Post-micturition dribble
Two RCTs attempted to address the use of educational interventions at reducing the symptoms of post-micturition dribble. In the first RCT, 44 men were randomized to receive either:
a) counselling,
b) training on urethral milking, or
c) training in performing PFME.
The authors found that both milking and pelvic muscle exercises were significantly more effective at reducing the amount of urine lost post-micturition than counselling.
In the second RCT, 55 men with erectile dysfunction and post-micturition dribble were randomized to receive either advice on lifestyle changes (control) or PFME combined with biofeedback and lifestyle change advice (treatment). The results showed that after 3 months nearly all treatment recipients were free of post-micturition dribble (19 of 21) while only one third of control subjects were free (5 of 15) with a risk of having post-micturition dribble less than 20% of that of the control group (RR 0.14, 95% CI 0.04, 0.56). At 6 months however, both treatments were equally successful with no-one in the treatment and only 2 men in the control group still suffering post-micturition dribble.

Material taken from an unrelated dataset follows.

Issue #838, opened 2015-11-26
An exception when test and train folds are disjoint


jumutc:
Hello, 
When I execute ``TrainTestExperiment`` with ``PredictEvalTask`` I get an exception when my rating matrix is small and cross-validation leads to the disjoint test and train folds:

Lower urinary tract symptoms
An RCT evaluated the effectiveness of lifestyle and behavioural education sessions on men suffering from uncomplicated lower urinary tract symptoms (LUTS). The primary outcome was the number of treatment failures defined as evidence of urinary retention, a rise of 3 points or more on theinternational prostate symptom score, the need for drugs or a surgical intervention to control LUTS. When compared with a standard care control group, participants provided with education had significantly fewer treatment failures at every time point (3, 6 and 12 months) with a reduced risk of failure of over 60% (RR 0.38, 95%CI 0.24, 0.58 at 12 months). A decrease in the number of treatment failures were reported over time for each group.
Evidence based guidelines for management of urinary and/or faecal incontinence
One quasi experimental study examined the effectiveness of consensus guidelines designed for the management of continence by primary health care teams placed in an urban general practice. A random sample of patients of this general practice were mailed a questionnaire to determine their continence status (N=1503). Those that were identified as incontinent and agreed to follow-up (174 patients, 42 males) were encouraged to attend the practice where GP's could institute best practice treatment according to the guidelines. Only 4 males actually sought help and 3 or 4 (number unclear from the text) still considered their incontinence to be a problem after the intervention. Therefore, a conclusion as to the effectiveness of these guidelines in males cannot be ascertained, due to lack of detail in the study report.